▸ **Input for this task**
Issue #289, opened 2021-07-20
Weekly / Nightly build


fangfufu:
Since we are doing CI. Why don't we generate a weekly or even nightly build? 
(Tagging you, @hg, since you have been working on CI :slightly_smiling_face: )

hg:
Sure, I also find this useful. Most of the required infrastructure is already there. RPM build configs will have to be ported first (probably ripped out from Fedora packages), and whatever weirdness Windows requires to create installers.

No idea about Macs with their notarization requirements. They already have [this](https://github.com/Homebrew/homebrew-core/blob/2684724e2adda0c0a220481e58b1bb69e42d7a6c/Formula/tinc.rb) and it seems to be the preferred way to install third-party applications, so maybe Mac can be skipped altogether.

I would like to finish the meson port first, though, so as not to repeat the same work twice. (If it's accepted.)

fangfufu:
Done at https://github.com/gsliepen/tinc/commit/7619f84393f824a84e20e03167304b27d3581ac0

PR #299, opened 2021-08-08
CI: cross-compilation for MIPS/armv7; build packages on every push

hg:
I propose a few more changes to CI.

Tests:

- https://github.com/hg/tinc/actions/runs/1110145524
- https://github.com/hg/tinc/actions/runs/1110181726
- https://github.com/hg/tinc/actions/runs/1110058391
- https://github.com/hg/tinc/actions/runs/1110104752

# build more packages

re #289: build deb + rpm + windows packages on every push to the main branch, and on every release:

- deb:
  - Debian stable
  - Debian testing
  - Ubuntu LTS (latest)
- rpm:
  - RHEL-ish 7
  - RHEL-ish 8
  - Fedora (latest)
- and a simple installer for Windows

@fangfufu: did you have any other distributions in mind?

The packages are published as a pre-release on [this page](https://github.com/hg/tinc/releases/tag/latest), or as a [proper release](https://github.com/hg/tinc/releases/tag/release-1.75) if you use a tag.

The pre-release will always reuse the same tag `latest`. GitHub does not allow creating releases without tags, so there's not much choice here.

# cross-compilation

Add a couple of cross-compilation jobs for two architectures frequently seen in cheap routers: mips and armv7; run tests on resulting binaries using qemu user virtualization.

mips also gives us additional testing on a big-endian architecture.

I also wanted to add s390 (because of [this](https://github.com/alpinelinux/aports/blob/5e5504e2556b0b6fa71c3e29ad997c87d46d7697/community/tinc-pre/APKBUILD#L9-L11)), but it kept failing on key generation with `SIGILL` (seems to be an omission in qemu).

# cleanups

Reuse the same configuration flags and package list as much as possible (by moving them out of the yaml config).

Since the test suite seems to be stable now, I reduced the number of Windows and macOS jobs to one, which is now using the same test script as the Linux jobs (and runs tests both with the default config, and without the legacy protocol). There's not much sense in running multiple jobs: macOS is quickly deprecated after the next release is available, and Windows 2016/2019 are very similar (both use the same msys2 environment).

▸ **To do**
Repeat each line of the data above, exactly as it appears, from the first through the line that contains "re #289: build".

▸ **Answer area**
Issue #289, opened 2021-07-20
Weekly / Nightly build


fangfufu:
Since we are doing CI. Why don't we generate a weekly or even nightly build? 
(Tagging you, @hg, since you have been working on CI :slightly_smiling_face: )

hg:
Sure, I also find this useful. Most of the required infrastructure is already there. RPM build configs will have to be ported first (probably ripped out from Fedora packages), and whatever weirdness Windows requires to create installers.

No idea about Macs with their notarization requirements. They already have [this](https://github.com/Homebrew/homebrew-core/blob/2684724e2adda0c0a220481e58b1bb69e42d7a6c/Formula/tinc.rb) and it seems to be the preferred way to install third-party applications, so maybe Mac can be skipped altogether.

I would like to finish the meson port first, though, so as not to repeat the same work twice. (If it's accepted.)

fangfufu:
Done at https://github.com/gsliepen/tinc/commit/7619f84393f824a84e20e03167304b27d3581ac0

PR #299, opened 2021-08-08
CI: cross-compilation for MIPS/armv7; build packages on every push

hg:
I propose a few more changes to CI.

Tests:

- https://github.com/hg/tinc/actions/runs/1110145524
- https://github.com/hg/tinc/actions/runs/1110181726
- https://github.com/hg/tinc/actions/runs/1110058391
- https://github.com/hg/tinc/actions/runs/1110104752

# build more packages

re #289: build deb + rpm + windows packages on every push to the main branch, and on every release:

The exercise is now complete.